Сергей Иванович был весел; Борис, как всегда, строг. Он стоял рядом с беременной женой, держал ее под руку и почти не вступал в разговор, который велся Сергеем Ивановичем. Ася смотрела на сыновей и вытирала платком глаза, красные не столько от слез, как от бессонницы, в последние дни мучившей ее. Мальчики бегали вокруг чемодана и свертков, они были возбуждены оттого, что уезжали с дедом в деревню, шалили, и Ася покрикивала на них.
— Да оставьте вы их в покое, пусть поиграют, они же дети, им надо двигаться, — говорил ей Сергей Иванович тем покровительственным тоном, каким любят сказать иногда люди о деле, ие имеющем к ним отношения. — А ну сюда, а ну сюда, — говорил он мальчикам, присаживаясь на корточки и ловя их. — Но вечер, я вам скажу, вечер какой, — произносил он, оглядываясь на заходившее (за стрелками, путями, зелеными вагонами в тупиках и зданиями за ними) солнце.

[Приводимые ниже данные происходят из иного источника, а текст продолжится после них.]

PR #1513, opened 2026-01-30
Add Hypervisor 2-Stage Address Translation

nadime15:
This is an initial draft of the two-stage address translation support for the Hypervisor extension and based on #1419  and #1110  (the actual new code is introduced starting from commit 52ba61776b59ef2b8684d74a18573d0d663db867).

The code is still very experimental and I plan to keep improving and changing it. I would appreciate early feedback on the overall direction.

There are two main problems to address.

## 1. Dealing with implicit VS-Stage Page Faults and Exception handling complexity

With two stage translation, exception handling becomes more complicated. Previously it was enough to propagate the faulting VA and the causing exception. Due to virtualization, we now have several relevant addresses that are required to set stval (and htval) correctly.

These include the GVA (Guest Virtual Address) for explicit VS-Stage faults and the GPA (Guest Physical Address) for G-Stage faults or the guest PTE address that triggered an exception during implicit VS-Stage PTE accesses (and maybe even more, I dont see the big picture yet).

This means the exception context must carry more information than before in order to trap correctly.

To pass this information up the call chain, we define a new struct called `Exception_Context` that carries more contextual data. There is also a new PTE_Error entry (`PTW_Implicit_Error)` that propagates the implicit error including the encountered exception during VS-Stage back up the call chain. 

The trap handler is untouched to keep the draft in a manageable size.

## 2. Virtual address definitions introduced by the Hypervisor spec

The Hypervisor spec introduces 34 bit "virtual addresses" (GPA as part of G-Stage) for RV32. I think it's is debatable whether these should be modeled as virtual addresses or treated as physical addresses. This draft treats the address received from the VS-Stage as a physical address and continue working with it directly instead of casting it back to a virtual address.

There is still work to do on typing and refactoring of the TLB lookup, insertion, and flush logic.

Regular one stage address translation (S-Stage) is not affected by these changes and the code works as usual and compiles.


nadime15:
Here are the diagrams from this morning’s meeting. They might be helpful for one or the other.

# 1-Stage/2-Stage Address Translation

X-Stage-Address-Translation

# 2-Stage Address Translation Fault Handling
Hypervisor-Exception-Table

Timmmm (commented):
Ok I've read slightly more of the spec. My first observation is that we don't *really* need to model Sv39x4, etc. separately. Since the only difference is the top two bits of the first VPN (what `satp`/`hgatp` point to), Sv39x4 is actually identical to Sv39 if you just calculate the root page location differently. In other words you can have `translateAddr` work for guest physical addresses with very minor changes something like this:

```
function translateAddr(
  vAddr : virtaddr,
  access : MemoryAccessType(mem_payload),
  translation_type : {Virtual, GuestPhysical},
) -> TR_Result(physaddr, ExceptionType) = {

  ...
  let satp_sxlen = get_satp_or_hgatp(sv_width, translation_type);
  ...

    let base_ppn = satp_to_ppn(satp_sxlen);
    let base_ppn = match translation_type {
      Virtual => base_ppn,
      GuestPhysical => base_ppn + vAddr[sv_width+1 .. sv_width],
    };
```

In other words we can treat Sv39x4 exactly the same as Sv39, if instead of setting the root page to just `satp.PPN` we set it to `hgatp.PPN + (the top two bits of the guest physical address)`.

Then we can totally forget about the whole x4 thing. Does that sound right?

nadime15:
Yes  you are right, we dont actually need the Sv*x entries, but I am not sure it makes sense to get rid of them entirely.

I think your point is that we can effectively squeeze the S-Stage / VS-Stage and G-Stage into a single function (translateAddr), and then derive the correct values based on `translation_type`. PR #1419 already went in that direction by introducing things like `xatp_mode_width`, etc.

(I am a bit confused by the example though, you are using `satp_to_ppn` instead of something like `satp_or_hgatp_to_ppn`, and `vsatp` it is not considered even though its not the same as `satp`. I assume that was just quick pseudocode.)

For now (not 100% sure yet), I would personally prefer to keep the Sv*x entries. If we want to go down the more generic path, I would rather define higher level helper functions, for example, for fetching the base ppn or sv_width (similar to xatp_mode_width), that forwards to the appropriate underlying helpers (get_vsatp, get_satp, get_hgatp etc.) based on the selected mode.

My concern with removing these entries and making everything as “tight” as possible is that it may become slightly harder to understand, especially for someone who is still in the process of learning the spec. But honestly I am not sure either.

@radimkrcmar @trdthg Any thoughts?

Timmmm:
> I assume that was just quick pseudocode.

Yeah exactly; we'll need to rename things to `xatp` or something like that.

> I would rather define higher level helper functions, for example, for fetching the base ppn or sv_width (similar to xatp_mode_width), that forwards to the appropriate underlying helpers (get_vsatp, get_satp, get_hgatp etc.) based on the selected mode.

I think this is a good idea. IMO this would greatly reduce the amount of code and also simplify it a fair bit, which would make it easier to understand. We should add a comment to explain it of course.

Honestly I think the spec would be clearer if it was written like this too. They could have ditched the entire explanation of extra modes and whatnot and just replaced it with a single paragraph:

> To support RV32 34-bit physical addresses, guest physical address translation has a virtual address space four times larger than usual. `hgatp.PPN` points to four root page tables (and must be 16kB-aligned instead of 4-kB aligned), and the two bits above the normal virtual address width select which root page table to use. For example when `hgatp.MODE` selects Sv32, the lowest 32-bits of the guest physical address are translated in the usual way but using the root page table seleected by bits [33:32] of the guest physical address. Similarly if `hgatp.MODE` is configured as Sv39, then bits [40:39] of the guest physical address select the root page table.

Is that not easier to understand than introducing a load of extra modes, address formats, etc?

trdthg:
I think it’s a good idea generally and we should give it a try. But I suspect some of the type issues might be tricky.

```sail
type vpn_bits('v), is_sv_any_mode('v) = bits('v - pagesize_bits)
```

nadime15:
@Timmmm Haha yeah it is actually!

Ok thanks @Timmmm @trdthg, I will take another look and incooperate what we just discussed!

model/sys/vmem.sail
```diff
@@ -473,198 +480,188 @@ mapping hgatp_mode_width : HGATPMode <-> {34, 41, 50, 59} = {
...
+  // When physaddr is wider than virtaddr (RV32: 34 > 32), we check with zero_extend.
+  // When they are equal (RV64: 64 == 64), we use sign_extend for canonical check.
+  // G-stage addresses are guest physical addresses with sign-extended upper bits.
+  // TODO/NOTE: That's a bit ugly, simplify if possible
+  let svAddr = bits_of(addr)[sv_width - 1 .. 0];
+  let valid_addr : bool = match stage {
+    S_Stage  => bits_of(addr) == (if physaddrbits_len > xlen then zero_extend(svAddr) else sign_extend(svAddr)),
+    VS_Stage => bits_of(addr) == (if physaddrbits_len > xlen then zero_extend(svAddr) else sign_extend(svAddr)),
+    G_Stage  => bits_of(addr) == sign_extend(svAddr),
+  };
```
radimkrcmar: I don't follow this logic.  The validity is only defined for virtual address (first stage), and it always sign extends from 39/48/57 bits to 64 bits on RV64, and compares the result.

The output of first stage is 34 or 56 bits.  Bits that are not translatable by the second stage (above 41/50 on Sv39x4/Sv48x4) are required to be 0.
(VS thinks that it addresses a physical address, and it would be very impractical if that address changed based on what hgatp.mode HS picked.)

radimkrcmar:
Btw. how are you thinking to implement HSV/HLV?
Those can execute at M/HS/HU modes, and require two stage translation... Would they be another MemoryAccessType?

nadime15:
> Btw. how are you thinking to implement HSV/HLV?
> Those can execute at M/HS/HU modes, and require two stage translation... Would they be another MemoryAccessType?

PR #1419 addressed this by splitting `translateAddr` into two functions and introducing `translateAddr_pv` (called `translateAddr_eff_priv` in this PR). This new function allows the effective privilege level to be passed explicitly, rather than being computed internally by `translateAddr` (see how HLV is implemented in PR #1419) . As a result, `translateAddr` now simply wraps `translateAddr_eff_priv`.

So the implementation for HLV will just call:

```
translateAddr_pv(
  vaddr,
  Load(Data),
  privLevel_bits(zero_extend(hstatus[SPVP]), 0b1)
)
```

The full error handling happens within the instruction’s execute clause, instead of delegating to vmem_read or vmem_write, which already encapsulate this logic. We currently have a few cases, such as certain atomic instructions where calling translateAddr directly is still needed. So this would actually not change anything besides the fact that we call `translateAddr_eff_priv` instead of `translateAddr` for HSV/HLV.

model/sys/vmem.sail
nadime15: I agree its confusing, thats why I added a TODO. The address validity check in translate_stage is a bit convoluted due to merging S/VS/G stages into one function even though these stages operate under different address types/lengths. The problem is also the transition from GVA to GPA in RV32 from 32bit to 34bit addresses. 

The original code did the canonical check directly on virtaddr:
```
let svAddr = bits_of(vAddr)[sv_width - 1 .. 0];
if bits_of(vAddr) != sign_extend(svAddr)
```

This worked because virtaddr is xlenbits (32 or 64 bits), and comparing these values is straightforward.
The problem now is that `translate_stage` takes physaddr (34 bits on RV32, 64 bits on RV64) to support G-stage GPAs. The wrapper `translate_vs_stage` converts virtaddr to physaddr using `zero_extend`:

On RV32 with Sv32, virtaddr is 32 bits, but physaddr is 34 bits so we zero_extend, which sets upper 2 bits to 0
But sign_extend(svAddr) to 34 bits sets upper 2 bits based on bit 31 so now If bit 31 = 1: zero_extend gives 00, sign_extend gives 11, which would lead to a mismatch.

I don’t fully grasp the big picture yet, but in general it might not be a good idea to squeeze everything into a single function and rely on physical bits. We can have fewer physical bits than GPA (34 bits), so in that case we would already run into limitations and lose bits using translate_stage that uses phys. addresses (I think).

It might be worth it to define a new type only for GPA. 

But to your point, you basically saying in the G_Stage stage we should zero_extend instead of sign_extend.

radimkrcmar: > On RV32 with Sv32, virtaddr is 32 bits, but physaddr is 34 bits so we zero_extend, which sets upper 2 bits to 0
But sign_extend(svAddr) to 34 bits sets upper 2 bits based on bit 31 so now If bit 31 = 1: zero_extend gives 00, sign_extend gives 11, which would lead to a mismatch.

I think passing anything other than XLEN sized type as an input to the first stage should be an internal sail error, because it shouldn't have happened.  The sign extension just compares whether the upper bits of the XLEN sized address are in the proper format (equal to the highest bit that is used in the Sv mode translation).

The output of the translation is then a 34/56 bit address (regardless of what the actual physical address width is).

> But to your point, you basically saying in the G_Stage stage we should zero_extend instead of sign_extend.

Yes.

model/sys/vmem.sail
```diff
@@ -327,36 +473,253 @@ mapping satp_mode_width : SATPMode <-> {32, 39, 48, 57} = {
...
+  if not(valid_addr) then return Err(PTW_Invalid_Addr(), init_ext_ptw);
+
+  let asid     = get_asid(stage);
+  let vmid     = get_vmid(stage);
+  let mxr      = get_mxr(stage);
+  let do_sum   = get_sum(stage);
+
+  // Step 1 of VATP.
+  let base_ppn = xatp_to_ppn(stage);
+
```
Timmmm: What I was trying to say is, change the function signature to this:

```
private function translate_stage(
  // Zero extend for non-VS translations.
  addr   : bits(xlen + 2),
  access : MemoryAccessType(mem_payload),
  priv   : Privilege,
  stage  : TranslationStage
) -> TR_Result(physaddr, PTW_Error) = {
```

And then:

```
let extra_x4_bits = svAddr[sv_width + 1 .. sv_width]; // sv_width is still always 32, 39, 48, 56.
assert(stage != VS_Stage ==> extra_x4_bits == zeros());
let base_ppn = xatp_to_ppn(stage) + zero_extend(extra_x4_bits);
```

Also then I think you only need two values in `TranslationStage`: `VS_Stage` and `S_Stage` because from that point on there's no difference between S and GS (at least none I know about!).

You can also get rid of all the other changes in `vmem_types.sail` I think.

Does that make sense? I might not have explained super well... (Or I might have misunderstood!)

nadime15: Ahh ok, I get it now, that’s quite smart! But I’m not so sure this works, I’m probably missing something here.

1. I think we need to keep `G_Stage` in order to know which xatp register to access. G_Stage sets the effective address to User Mode (see the eff_priv in translate_stage), and we need to know that we are performing G-Stage translation in case of an implicit VS-Stage access (see pt_walk). Edit: You also need G-Stage to know whether you have consider VMID in TLB look ups, I believe.

2. Assuming we keep G_Stage, sv_width won’t return 32 in the case of RV32, right? It will return 34 bits, so this becomes a problem. A potential workaround would be to just do svAddr[xlen + 1 .. xlen].

3. Changing the length of base_ppn won’t work, at least as of now, because base_ppn is typed to be ppn_bits bits wide (24 or 46). So I think it’s a bit misleading to expand ppn_base to suddenly be 26 bits or 48 bits, and this potentially leads to even more non-trivial changes.

4. Even though I think this is quite smart, it’s not really obvious. In the pt_walk function we actually compute the PTE_Addr and dissect the different VPNs, etc. I think it’s probably not straightforward that you basically enlarged the page table base address much earlier in the call chain.

Another issue, unrelated to this specific one, which I forgot to mention, is that we also need to return either a 32 or 34 bit address depending on the stage we are currently in, or 64 bit. So the return type needs to be modified as well.

Timmmm: 1. Good point! Alternatively you could pass `xatp` in as a parameter I guess. Up to you.

2. Not sure I understand this. Do you mean `xatp_mode_width`? I think that should always return 32, 39, 48, or 56.

3. I don't think we need to change the *width* of `ppn_base` - we just need to add a 2 bit value to it (not concatenate).

4. Yeah even though it is a bit of a sneaky trick, it is sooooo much simpler I think we should still do it (assuming it works and there isn't some catch I haven't thought of).

5. Are you sure? Isn't it always 34 or 64 bits?

radimkrcmar: I think the trick breaks TLB lookups, since they ignore the root page table address and would therefore alias addresses with different upper two bits.   It seems that we're trying too hard to work around the type system, rather than using it...

nadime15: > I think the trick breaks TLB lookups, since they ignore the root page table address and would therefore alias addresses with different upper two bits. It seems that we're trying too hard to work around the type system, rather than using it...

Yeah exactly.. I ran into this while implementing the discussed solution. I have a commit I am about to push that shows the progress and the issue that @radimkrcmar has mentionned

nadime15: See https://github.com/riscv/sail-riscv/commit/f8990eaedd3f8ee13f8c2f9df0355edb8b52ac42 and specifically `match_TLB_Entry()`.

We only consider up to 36 bits for the VPN, which won’t work in the case of a GPA address. I think this trick really simplifies the code, but it seems we run into issues here.

> It seems that we're trying too hard to work around the type system, rather than using it...

Any suggestions? In the previous commit we at least made sure that we had the full VPN. It was a bit more complicated, but I think it was more obvious what was actually going on.

Another option would be to expand translate() and pass these two additional bits to the function as well, or do something like G_Stage(0bXX) and pass them down the call chain. Personally, I’m still in favor of the original approach that explicitly extends the VPN, combined with using `gpabits` that were introduced by https://github.com/riscv/sail-riscv/commit/f8990eaedd3f8ee13f8c2f9df0355edb8b52ac42.

I introduced `gpabits` that are either 34 bits or 64 bits long for VS/S/G-stage access. I think this addresses your comment (https://github.com/riscv/sail-riscv/pull/1513#discussion_r2777261063), @radimkrcmar. I also think this is cleaner than using `bits(xlen + 2)`, which feels a bit weird, especially when xlen = 64.

radimkrcmar: I think the extra complications of the previous versions could have been hidden in nicely named helpers, so it seemed acceptable to me.  Losing the information that we're operating with a completely different mode seems worse to me...  I think we'd ideally be expressing mode and deriving sw_width from it, but refactoring might not be worth the effort unless you have to complicate the code too much to handle Bare modes.

I'm not sure about the need for gpabits -- couldn't we express the translation output width as depending on sw_width?
```
Bare: 'v -> 'v, // We have to handle Bare mode specially, since sw_width is not unique: 32 and 34 could be Sv too
SvAB: 32/{39,48,57} -> 34/56,
SvABx4: 34/{41,50,49} -> 34/56,
``` 
First there could be a function to perform input validation from an arbitrary bit width:
```
validate_input_address (address : bits('v), sv_width : int('w)) -> Result(bits('w))
// perform zero/sign expansion based on mode if 'v > 'w
// Also possible to type check for internal sail errors, e.g. first stage input is should always be xlen
```
Which would feed into the translation
```
translate_valid_address(address : bits('w), ...) -> Result(bits(mode_output_bits('w)))
```
For two stages, the output width would be an input to another round of validation and translation, so there wouldn't really be any difference between the stages.
At the end, we'd validate the output into a physical address or change the physical address interface to accept any number of bits and do the validation itself.

Btw. I think a lot the of the finer design depends on TLB.  Do we want to support all architecturally different RISC-V TLB implementations, or are we just using TLB to make sail a bit faster?
The TLB can cache the cumulative result of all stages (satp+hgatp+mmpt+pmp+pma), cache each stage separately, or not cache some stages at all.  (Our current TLB seems to separate satp and hgatp, and does not cache pmp/pma.)
RISC-V can also cache invalid translations, which we don't do, and would require further changes.

pmundkur: The TLB is really needed for Linux boot, i.e. make the model faster.  It would be nice to have enough just enough detail for to implement the VMA fences, to get reasonable simulation speed, but we don't need every possible TLB variation.

Timmmm: Hmm that is slightly awkward. Maybe we use this trick for `pt_walk` and below, and stuff above that is aware of the extra bits?

nadime15: I gave it another try (https://github.com/riscv/sail-riscv/pull/1513/commits/df046c52276225994cc2d54e1dd7c08e29ea1603) but it's not really what we discussed this morning :/

I was thinking about it again, and I think it’s simpler and much more understandable to slightly change the `VPN` type and reintroduce hypervisor specific terms (Sv32x4, Sv39x4, etc.) to accommodate the increased GVA widths and handle this explicitly. The changes are relatively small, but they make it clearer to the reader what is actually going on.

We still keep a fairly generic interface (`translate_stage()`), which works regardless of the current stage we are in. We could also move the code that computes the new PTE_addr (currently part of `translate()`) into a separate function and add a few comments to make the flow more obvious.

model/sys/vmem.sail
```diff
@@ -79,25 +111,42 @@ function pt_walk(
...
   // Convert to a physical address (34 bits for RV32, 64 bits to RV64).
   // The assertion is required so Sail knows that we can't have a
   // pte_addr of 56 bits and physaddr of 34 bits (because you can't
   // use Sv39+ on RV32).
-  assert(sv_width == 32 | xlen == 64);
-  let pte_addr = Physaddr(zero_extend(pte_addr));
+  assert('v == 32 | 'v == 34 | xlen == 64);
+
+  // Translate PTE address if performing a VS-stage access
+  let pte_addr : physaddr = match translate_PTE_addr(zero_extend(pte_addr), access, stage, ext_ptw) {
```
radimkrcmar: The PTEs are translated with a different access type than the original translation.
Access to PTEs during first stage translation is implicit read.

We can drop the access parameter from translate_PTE_addr.
(The translation could be under pte_read if that made anything simpler.)

model/sys/vmem.sail
```diff
@@ -124,15 +173,15 @@ function pt_walk(
...
+            pt_walk(sv_width, vpn, access, priv, mxr, do_sum, ppn, level - 1, global, stage, ext_ptw)
           else {
               // level 0 PTE, but contains a pointer instead of a leaf
               ptw_fail_callback(PTW_Invalid_PTE(), level, bits_of(pte_addr));
               Err(PTW_Invalid_PTE(), ext_ptw)
             }
         } else {
           // Leaf PTE (Step 5 of VATP).
-          let ppn_size_bits = if 'v == 32 then 10 else 9;
+          let ppn_size_bits = if 'v == 32 | 'v == 34 then 10 else 9;
```
radimkrcmar: `vpn_i_size`?

model/sys/vmem.sail
```diff
@@ -79,25 +111,42 @@ function pt_walk(
...
   ext_ptw,
 ) = {
   ptw_start_callback(zero_extend(vpn), access, (priv, ()));
 
-  // Extract the PPN component for this level; 10 bits on Sv32, otherwise 9.
-  let 'vpn_i_size = if 'v == 32 then 10 else 9;
-  let vpn_i = vpn[(level + 1) * vpn_i_size - 1 .. level * vpn_i_size];
-  let 'log_pte_size_bytes = if 'v == 32 then 2 else 3;
+  let 'vpn_i_size = if ('v == 32 | 'v == 34) then 10 else 9;
+  let 'log_pte_size_bytes = if ('v == 32 | 'v == 34) then 2 else 3;
```
radimkrcmar: I think it would be nicer to derive the parameters from each other, so it's a bit more obvious what their connection is, and I'd probably prefer a style where the if/else based on mode is implemented outside of the function, e.g.:
```
type log_pte_size_bytes('v : Int), is_sv_or_svx4_mode('v) = if 'v == 32 | 'v == 34 then 2 else 3
type vpn_i_size('v : Int), is_sv_or_svx4_mode('v) = pagesize_bits - log_pte_size_bytes('v)
```
(A helper for `'v == 32 | 'v == 34` that distinguishes xlen=32 from xlen=64 should be used in many other places too.)

model/core/vmem_types.sail
```diff
@@ -16,17 +18,19 @@ type is_sv_mode('v) -> Bool = 'v in {32, 39, 48, 57}
 //   Sv48 = range(0, 3)
 //   Sv57 = range(0, 4)
 //
-type level_range('v), is_sv_mode('v) =
-  range(0, (if 'v == 32 then 1 else (if 'v == 39 then 2 else (if 'v == 48 then 3 else 4))))
+type level_range('v : Int), is_sv_or_svx4_mode('v) = range(0, if 'v == 32 | 'v == 34 then 1
+                                                              else if 'v == 39 | 'v == 41 then 2
+                                                              else if 'v == 48 | 'v == 50 then 3
+                                                              else 4)
```
radimkrcmar:
```suggestion
type root_level('v : Int), is_sv_or_svx4_mode('v) = if 'v == 32 | 'v == 34 then 1
                                                    else if 'v == 39 | 'v == 41 then 2
                                                    else if 'v == 48 | 'v == 50 then 3
                                                    else 4
type level_range('v : Int), is_sv_or_svx4_mode('v) = range(0, root_level('v))
```
The `root_level` helper can be used for `initial_level` and `root_level` later on.

model/sys/vmem.sail
```diff
@@ -79,25 +111,42 @@ function pt_walk(
...
+                   else if ('v == 48 | 'v == 50) then 3
+                   else 4;
 
-  // Address of PTE in page table. This is 34 bits for Sv32, otherwise 56 bits.
-  let pte_addr = pt_base @ vpn_i @ zeros('log_pte_size_bytes);
+  // Svx4 root level has 2 extra bits
+  let is_svx4_root = ('v == 34 | 'v == 41 | 'v == 50 | 'v == 59) & (level == root_level);
 
+  let vpn_lo = level * vpn_i_size;
+  let vpn_hi = if is_svx4_root
```
radimkrcmar:
```suggestion
  let vpn_lo = level * vpn_i_size;
  let vpn_hi = if is_svx4_mode('v) & level == root_level('v)
```
Computing the page table offsets is still awkward, but at least contained to a single expression.

radimkrcmar:
```suggestion
  let vpn_lo = level * vpn_i_size;
  let vpn_hi = if is_svx4_mode('v) & level == root_level('v)
```
Computing the page table offsets is still awkward, but at least contained to a single expression.

model/sys/vmem.sail
```diff
@@ -327,36 +468,247 @@ mapping satp_mode_width : SATPMode <-> {32, 39, 48, 57} = {
...
+  then Ok(truncated)
+  else Err(PTW_Invalid_Addr())
+}
+
+val validate_g_input : forall 'v, is_svx4_mode('v). (
+  gpabits,
+  int('v),
+) -> result(bits('v), PTW_Error)
+
+function validate_g_input(addr, sv_width) = {
```
radimkrcmar: The validation doesn't really benefit from having both `vs` and `g` variants and can be purely a function of address (arbitrary bit width) and mode (approximated by sw_width for us) into sw_width bits or error. 
This means the validation can be called from translate_stage, also simplifying both `vs` and `g` stage helpers.

Something like
```
function validate_address forall 'a 'v, is_sv_or_svx4_mode('v). (addr : bits('a), sv_width : int('v)) = {
  let sv_wide_address = if 'v < 'a then truncate(addr, 'v) else zero_extend(addr, 'v);
  let extended_address = if is_sv_mode('v) then sign_extend(sv_sized_address) else zero_extend(sv_wide_address);
  if addr == extended_address
  then Ok(sv_wide_address)
  else (PTW_Invalid_Addr())
}
```

(It should be possible to get rid of the `vs` and `g` stage helpers as well, with a similar approach.)

radimkrcmar (changes requested):

model/sys/vmem.sail
nadime15: @radimkrcmar, I have implemented most of the suggestions. One limitation is that Sail type constraints like `is_sv_mode` and `is_svx4_mode` cannot be called as regular functions inside function bodies like you suggested, they can only be used in type definitions and forall clauses. I tried to work around this by defining `is_sv32_mode` as a type constraint used consistently across all type definitions. I think the dependencies between these should be clearer now. See commit c9f52bd for more details on what I changed.

model/core/hypervisor_regs.sail
```diff
@@ -0,0 +1,263 @@
...
+    // Force 16 KiB alignment with PPN[1:0] = 0b00
+    let h = Mk_Hgatp64(v[Mode] @ 0b00 @ v[VMID] @ v[PPN][43 .. 2] @ 0b00);
+    match hgatpMode_of_bits(arch, h[Mode]) {
+      None() => prev_value,
+      Some(mode) => match mode {
+        HBare  if currentlyEnabled(Ext_Svbare) => h.bits,
+        Sv39x4 if currentlyEnabled(Ext_Sv39)   => h.bits,
+        Sv48x4 if currentlyEnabled(Ext_Sv48)   => h.bits,
+        Sv57x4 if currentlyEnabled(Ext_Sv57)   => h.bits,
+        _ => prev_value,
```
radimkrcmar, line 235: hgatp doesn't do atomic updates (because writing a partial state doesn't completely screw the writer like in the case of satp):
```
A write to hgatp with an unsupported MODE value is not ignored as it is for satp.
Instead, the fields of hgatp are WARL in the normal way, when so indicated.
```

model/sys/vmem.sail
radimkrcmar: Looks better, thanks, and I'm sorry for misleading you about the type system.  I could bikeshed a lot more, but I'll try to only comment on bugs from now on, as not to delay the merge too much. :)

model/core/sys_regs.sail
```diff
@@ -784,6 +931,37 @@ private function lower_mstatus(m : Mstatus) -> Sstatus = {
...
+              extStatus_of_bits(s[XS]) == Dirty |
+              extStatus_of_bits(s[VS]) == Dirty;
+  [o with
+    SD   = bool_to_bit(dirty),
+    // We don't support dynamic changes to UXL.
+    // UXL  = s[UXL],
+    // SDT = if currentlyEnabled(Ext_Ssdbltrp) then s[SDT] else 0b0,
+    MXR  = s[MXR],
+    SUM  = s[SUM],
+    XS   = s[XS],
```
radimkrcmar, line 947: XS is read-only, and SPELP is missing.

I think it's a bit unfortunate that we're diverging in the FS/VS field handling as well.
Is there a reason to not share the legalizer with sstatus?

radimkrcmar (changes requested):

model/sys/vmem.sail
nadime15: Don't worry, I thought this would work too, but I had to realize it does not :smile:

model/core/sys_regs.sail
nadime15: Yeah good point, I think I can use the legalizer for sstatus, i just have to reorganize the code a bit. I will update CSR related changes in #1110.

I also need to update this PR with the changes I made in #1110

model/core/hypervisor_regs.sail
nadime15: Addressed, see [here](https://github.com/trdthg/sail-riscv/blob/711074b0b396e4d943d2698586d9b19dc8dc06dc/model/core/sys_regs.sail#L928-L964)

model/core/sys_regs.sail
nadime15: Addressed, see [here](https://github.com/trdthg/sail-riscv/blob/8e08af8300e6d9b042ab0ef15507d35978a4b82a/model/core/sys_regs.sail#L851-L854)

jordancarlin:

С утра в этот день шел дождь, но потом прояснилось, и солнце заходило в чистом, посвежевшем будто от дождя небе. Чистота заката, казалось, распространялась на все вокруг, и в прозрачном вечернем воздухе отчетливо видны были контуры и ближних и дальних домов. Когда Сергей Иванович, щурясь и прикрываясь ладонью от солнца, поворачивал голову вправо, он видел высотное здание гостиницы "Ленинградская", огромную, как вал, насыпь железнодорожного полотна и виадук, под который словно ныряли машины, трамваи, люди; из всех районов Москвы район Каланчевки и Комсомольской площади (ее еще называют площадью трех вокзалов) менее всего был знаком ему, и он с удивлением разглядывал эту открывшуюся ему новую красоту столицы.
На платформе между тем все прибывало и прибывало народу, и это говорило о том, что вот-вот подадут состав.
— Как все же любят у нас все впритык, чтобы непременно суета, толкотня, давка. Словно это уже у нас в крови, — вдруг, после доброты и снисходительности к мальчикам, продолжавшим шалить и мешать всем, и восторженных восклицаний о закате, недовольно произносил Сергей Иванович, смотрел на часы и выходил к краю платформы, чтобы первым разглядеть подающийся состав.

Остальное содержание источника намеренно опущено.